In the methods based on the spatial domain, Schneider and Chang [1] used the histogram features of the image to generate hash sequence, which opened up the research in the field of image hashing. Yan et al. [2] proposed adaptive local feature extraction technology to obtain the location information of features and achieve image tampering positioning. In order to resist the attack of image rotation from any Angle, some scholars [3] used MDS (Multidimensional Scaling Technology) [4] on the basis of ring-based coding scheme, ring division, and invariant vector distance [5], and experimental results show that the hash sequences generated by this scheme are robust and unique for common image content retention operations. The scheme in [6] used the relationship between local feature points to overcome the problem, which feature point distribution is ignored. Qin et al. [7] proposed a robust image hashing scheme based on perceived texture and structural features; furthermore, local texture features and color vector angle features were considered simultaneously in [8]. Shen et al. [9] extracted the color opposition component from the secondary image and applied quadtree decomposition to connect the generated color feature vector with the structural feature vector and then combined with pseudo-random key scrambling to generate the final hash sequence. For the content of image in screen, the scheme in [10] extracted the maximum gradient and the corresponding direction information from R, G, and B color components and counted the relevant data to construct the image hash sequence. There are also some research studies about retrieval, and the scheme in [11] proposed a content-based image retrieval scheme in multi-user scenarios, which used Euclidean distance comparison technology to sort the similarity of image feature vectors and return top-K results to achieve the retrieval purpose. Li et al. [12] proposed an encrypted image retrieval system supporting multiple keys with edge computing based on local sensitive hashing, secure neighbor, and proxy re-encryption technologies, which improved the efficiency and accuracy of image retrieval.

In the methods based on the transform domain, some early schemes used DCT [13] (discrete cosine transform) and DFT (discrete Fourier transform) to design schemes. From the perspective of human visual characteristics, Watson was used to adjust the corresponding frequency domain coefficients to improve the robustness and discrimination of the scheme in [14]. Some scholars also used the DFT [15] to extract robust frequency features in the secondary image, and nonuniform sampling was used to combine with low and intermediate frequency components to obtain a secure hash sequence. In the work of [16], the CSLBP (center symmetric local binary pattern) was applied to DWT (discrete wavelet transform) to generate compact image hashing. A geometric invariant vector distance method based on both the spatial domain and the frequency domain was proposed in [17]. In the dimensional-reduction method, NMF (non-negative matrix factorization), PCA (principal component analysis), and SVD (singular value decomposition) often occur as important steps. In [18], hash sequences were generated by combining BTC (block truncation coding) with PCA. A scheme based on low-rank sparse decomposition was proposed in [19].

In recent years, with the continuous improvement of GPU performance, and continuous development of deep learning, so many researchers have used deep neural networks to achieve image retrieval and the performance is much better than the traditional image retrieval schemes [2023]. But, generally speaking, there are relatively few research studies on perceptual robust hashing used deep neural networks.

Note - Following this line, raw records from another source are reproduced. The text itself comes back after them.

PR #6028, opened 2025-09-11
Validate the syntax of `MethodMatcher` and `AnnotationMatcher` signatures at instantiation

pdelagrave:
## What's changed?
Validate the syntax of `MethodMatcher` and `AnnotationMatcher` signatures at instantiation

Fail fast instead of silently creating a matcher with an invalid syntax that would do matches inconsistent with the provided pattern.

## What's your motivation?
When syncing the recipes using the Moderne CLI with the `mod config recipes moderne sync` command, its logs would contain context-less lines suchs as:
```
line 1:94 missing ')' at '<EOF>'
line 1:88 no viable alternative at input ', String, String'
line 1:88 no viable alternative at input ', String'
line 1:88 missing ')' at '<EOF>'
```
They aren't helpful per se and require a good amount of digging to figure out what's wrong where and why.
They come from the `AnnotationMatcher` and `MethodMatcher` signature expression lexer and parser.
For example:
```java
private MethodMatcher matcher1 = new MethodMatcher("org.springframework.jdbc.core.JdbcTemplate queryForLong(..)");
private AnnotationMatcher matcher2 = new AnnotationMatcher("@org.springframework.beans.factory.annotation.Value");
```
If the pattern used in the constructor argument has a syntax error, there will be no exception, just a message sent to stdout (and depending on how stdout is sent/redirected, it might be invisible). Depending on the nature of the syntax error, it will either:
* Be lenient and filter in result that shouldn't. For example with this AnnotationMatcher before that [patch](https://github.com/openrewrite/rewrite/pull/5939) was applied:
   `new Annotated.Matcher("@org.springframework.data.jpa.repository.Query(nativeQuery=true)");` ([source](https://github.com/openrewrite/rewrite-spring/blob/f9500bb1f85be1e82815bd7fa4aa8216dbf1606c/src/main/java/org/openrewrite/java/spring/data/MigrateQueryToNativeQuery.java#L37-L37))
  This would print an error on stdout about the syntax but would still let in `Query` annotations no matter its `nativeQuery` value. This required this [extra check](https://github.com/openrewrite/rewrite-spring/blob/e92b3e8cf648cc63f16e044c267128cec067636d/src/main/java/org/openrewrite/java/spring/data/MigrateQueryToNativeQuery.java#L67-L69) in the visitor because the matcher couldn't be trusted. It has since [been fixed](https://github.com/openrewrite/rewrite-spring/commit/754ad593396b05cda072826133989808f1b9f89a) but such situations will continue to exist.
* Fail to be parsed enough so that nothing will be filtered in.

Both scenarios will cause bugs and waste developer time by lengthening the feedback loop leading to discover that a matcher signature expression isn't correct. 

### Checklist


pdelagrave:
@knutwannheden from an earlier discussion:
> Knut: Failing hard could be an issue, because the input string could sometimes maybe be a user input. But in this case the recipe should maybe validate it. I suggest we compare with MethodMatcher to see how it was addressed there.

`MethodMatcher` has a `validate()` that recipes are calling from their own overridden `Recipe.validate()` method when they need to validate a pattern coming from a user input. This makes for a cleaner UX as the error is sent back in a more controlled way. This PR also adds the specific lexing/parsing syntax error message in the returned failed validation message.

`AnnotationMatcher` has no such mechanism and the recipes using it are currently assuming it's valid, so failing fast in this case shouldn't be worse off because a failure to instantiate the matcher already fails hard (although syntax errors weren't causing it so far). The changes from this PR will just make it easier to spot issues with the syntax, just not in a nicely formatted way like `MethodMatcher` can provide.

A generic solution that'd save boilerplate validation code for both Method and Annotation matcher would be to re-use the existing  `@Option.description` value already used on method matcher pattern fields and have `Recipe.validate()` process them depending on their value. For example:

([source](https://github.com/openrewrite/rewrite/blob/c856f931e5442100e1d2b559b2e5c3bfb8948dc4/rewrite-java/src/main/java/org/openrewrite/java/AddCommentToMethodInvocations.java))
```java
public class AddCommentToMethodInvocations extends Recipe {
    @Option(displayName = "Method pattern",
            description = "A pattern to match methods to add the comment to. " + MethodMatcher.METHOD_PATTERN_INVOCATIONS_DESCRIPTION,
            example = "java.util.List add*(..)")
    String methodPattern;

    @Override
        return super.validate().and(MethodMatcher.validate(methodPattern));
    }
```

`MethodMatcher.METHOD_PATTERN_INVOCATIONS_DESCRIPTION` (and its deprecated version `MethodMatcher.METHOD_PATTERN_DESCRIPTION`) is already used in most if not all recipes requiring a method matcher pattern as input.

The `validate()` method in that recipe would be removed and the `Recipe` abstract class would scan for a matching `@Option.description` and validate the pattern automatically.
The same would work for `AnnotationMatcher` but there's no such standard description being used yet.

It might be better to create a new different `@Option` field for that purpose, it's not necessarily very clean nor intuitive to piggyback off the description field to know how to automatically validate a field. Or a new annotation itself if necessary.

This could be refactored with a best practice recipe to help us and existing custom recipe users to migrate their recipes.

knutwannheden:
I don't know if it is worth it to have a generic solution. Personally I would like to be able to declare fields of type `MethodMatcher` and annotate them directly as `@Option`, but that would be more work. But one possibility would be to add a `validator` member to the `Option` annotation type, which would be of type `Class<? extends Validator>` and then we could have `AnnotationMatcher` implement that interface.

In the methods based on deep neural networks, the scheme in [24] proposed a robust image hashing scheme, which is based on deep learning. And this work was an early scheme to perceptual image hashing with deep neural networks, and it has better performance than traditional schemes. In the work of [24], researchers have used pretrained DAE (auto encoder denoising) to enhance robustness and used fine-tuning to improve the accuracy of image detection. In [25], an image hashing scheme based on CNN (convolutional neural network) with multiple constraints was proposed, and the experimental results showed that it can obtain a good balance between robustness and discrimination. In order to strengthen the functional properties of the neural network and make more efficient and reasonable use of existing computing resources, there are also some other schemes about deep learning in the field of image authentication. The scheme in [26] introduced two subnetworks to improve the BusterNet for image copy-move forgery localization with source/target region distinguishment, and these subnetworks were the copy-move similarity detection network (CMSDNet) and the source/target region distinguishment network (STRDNet). The face detection is also important. Reference [27] used RGB and YCbCr color spaces, and introduced the convolutional block attention module and multilayer feature aggregation module into the Xception model to achieve better performance for detecting postprocessed face images.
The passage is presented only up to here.